Task to complete: Please give the number of lines in the records below where the word "grep" occurs, and nothing else.

Supplied data:
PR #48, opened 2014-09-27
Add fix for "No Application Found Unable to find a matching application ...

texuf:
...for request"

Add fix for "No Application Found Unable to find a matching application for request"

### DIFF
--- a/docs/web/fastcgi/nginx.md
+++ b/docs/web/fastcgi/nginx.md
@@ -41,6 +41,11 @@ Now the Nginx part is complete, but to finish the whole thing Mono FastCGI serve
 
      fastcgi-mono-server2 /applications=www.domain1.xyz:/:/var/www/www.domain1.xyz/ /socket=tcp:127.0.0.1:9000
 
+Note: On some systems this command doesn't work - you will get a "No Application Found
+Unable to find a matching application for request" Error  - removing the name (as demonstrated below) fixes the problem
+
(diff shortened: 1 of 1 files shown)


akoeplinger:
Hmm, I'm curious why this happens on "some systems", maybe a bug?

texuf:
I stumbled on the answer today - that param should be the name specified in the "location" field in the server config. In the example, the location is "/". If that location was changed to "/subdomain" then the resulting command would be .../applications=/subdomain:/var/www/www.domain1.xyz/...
---
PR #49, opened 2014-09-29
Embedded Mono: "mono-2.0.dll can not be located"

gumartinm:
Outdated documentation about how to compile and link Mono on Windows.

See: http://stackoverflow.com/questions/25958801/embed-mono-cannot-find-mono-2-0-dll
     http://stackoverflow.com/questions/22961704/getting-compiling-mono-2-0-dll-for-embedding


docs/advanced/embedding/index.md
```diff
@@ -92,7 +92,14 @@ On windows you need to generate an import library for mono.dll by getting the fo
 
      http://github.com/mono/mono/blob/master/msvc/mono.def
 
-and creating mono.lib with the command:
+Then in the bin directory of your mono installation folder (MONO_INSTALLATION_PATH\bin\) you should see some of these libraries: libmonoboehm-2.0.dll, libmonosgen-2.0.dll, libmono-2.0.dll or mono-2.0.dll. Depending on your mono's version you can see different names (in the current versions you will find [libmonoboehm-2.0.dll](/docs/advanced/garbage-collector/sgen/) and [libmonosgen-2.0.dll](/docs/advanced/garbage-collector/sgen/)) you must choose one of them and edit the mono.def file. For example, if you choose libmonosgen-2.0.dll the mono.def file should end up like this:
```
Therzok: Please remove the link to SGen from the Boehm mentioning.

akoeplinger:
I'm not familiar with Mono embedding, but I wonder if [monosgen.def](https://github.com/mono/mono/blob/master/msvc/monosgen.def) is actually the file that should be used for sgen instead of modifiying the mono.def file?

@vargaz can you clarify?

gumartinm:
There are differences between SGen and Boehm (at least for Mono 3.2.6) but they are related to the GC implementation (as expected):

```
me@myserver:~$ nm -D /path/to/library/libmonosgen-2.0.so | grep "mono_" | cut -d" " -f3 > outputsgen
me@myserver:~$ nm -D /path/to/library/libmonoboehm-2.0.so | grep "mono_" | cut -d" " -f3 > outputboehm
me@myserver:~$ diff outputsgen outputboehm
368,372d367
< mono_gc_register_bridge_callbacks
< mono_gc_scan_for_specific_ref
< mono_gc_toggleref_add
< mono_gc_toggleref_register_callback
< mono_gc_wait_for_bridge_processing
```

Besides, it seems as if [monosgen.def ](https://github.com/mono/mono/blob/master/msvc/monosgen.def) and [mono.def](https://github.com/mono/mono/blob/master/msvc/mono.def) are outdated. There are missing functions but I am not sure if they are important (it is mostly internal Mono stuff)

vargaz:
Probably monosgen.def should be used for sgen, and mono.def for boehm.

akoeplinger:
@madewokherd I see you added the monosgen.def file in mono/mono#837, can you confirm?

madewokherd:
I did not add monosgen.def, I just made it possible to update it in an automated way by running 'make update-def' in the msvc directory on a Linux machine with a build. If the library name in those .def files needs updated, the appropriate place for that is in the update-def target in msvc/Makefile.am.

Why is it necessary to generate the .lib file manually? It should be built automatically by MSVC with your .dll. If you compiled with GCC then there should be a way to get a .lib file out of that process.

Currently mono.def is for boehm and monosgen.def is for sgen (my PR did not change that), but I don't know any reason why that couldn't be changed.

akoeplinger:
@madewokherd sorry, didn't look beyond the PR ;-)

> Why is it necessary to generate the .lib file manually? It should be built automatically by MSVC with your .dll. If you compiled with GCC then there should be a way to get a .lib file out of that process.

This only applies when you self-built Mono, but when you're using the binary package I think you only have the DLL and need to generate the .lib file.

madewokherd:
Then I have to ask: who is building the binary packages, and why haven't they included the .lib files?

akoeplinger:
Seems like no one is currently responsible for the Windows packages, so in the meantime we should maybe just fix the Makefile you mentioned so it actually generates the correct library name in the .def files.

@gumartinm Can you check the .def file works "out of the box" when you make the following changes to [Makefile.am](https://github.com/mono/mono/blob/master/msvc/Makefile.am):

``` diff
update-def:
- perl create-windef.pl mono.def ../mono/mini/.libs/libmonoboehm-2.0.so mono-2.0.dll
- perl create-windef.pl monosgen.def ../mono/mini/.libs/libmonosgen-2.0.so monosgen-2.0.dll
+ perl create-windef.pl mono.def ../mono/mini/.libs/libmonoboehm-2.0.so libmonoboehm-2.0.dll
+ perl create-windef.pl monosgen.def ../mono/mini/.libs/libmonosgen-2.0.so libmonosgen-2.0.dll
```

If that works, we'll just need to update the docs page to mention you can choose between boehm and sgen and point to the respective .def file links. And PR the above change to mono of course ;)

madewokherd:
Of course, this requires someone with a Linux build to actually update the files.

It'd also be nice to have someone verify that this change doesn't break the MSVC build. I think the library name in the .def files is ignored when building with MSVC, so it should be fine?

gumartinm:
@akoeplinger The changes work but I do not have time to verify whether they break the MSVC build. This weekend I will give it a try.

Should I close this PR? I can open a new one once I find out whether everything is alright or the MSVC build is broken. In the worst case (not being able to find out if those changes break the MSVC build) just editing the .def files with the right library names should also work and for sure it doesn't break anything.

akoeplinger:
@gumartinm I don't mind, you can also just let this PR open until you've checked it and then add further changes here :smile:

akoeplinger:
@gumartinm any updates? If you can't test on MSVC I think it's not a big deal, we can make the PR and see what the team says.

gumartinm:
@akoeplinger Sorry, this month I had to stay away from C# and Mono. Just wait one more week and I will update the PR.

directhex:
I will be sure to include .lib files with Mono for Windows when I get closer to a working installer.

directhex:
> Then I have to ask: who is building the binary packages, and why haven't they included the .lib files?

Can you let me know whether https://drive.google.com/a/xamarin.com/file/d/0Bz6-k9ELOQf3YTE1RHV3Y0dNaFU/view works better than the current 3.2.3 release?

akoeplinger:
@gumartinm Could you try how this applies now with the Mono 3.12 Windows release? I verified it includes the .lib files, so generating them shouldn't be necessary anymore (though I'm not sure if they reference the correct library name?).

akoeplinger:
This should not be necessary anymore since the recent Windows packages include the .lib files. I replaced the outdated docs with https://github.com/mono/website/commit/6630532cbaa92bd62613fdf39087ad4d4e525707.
* * *
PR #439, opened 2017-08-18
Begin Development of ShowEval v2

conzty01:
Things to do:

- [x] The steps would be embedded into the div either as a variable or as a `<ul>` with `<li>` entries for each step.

Response area: 2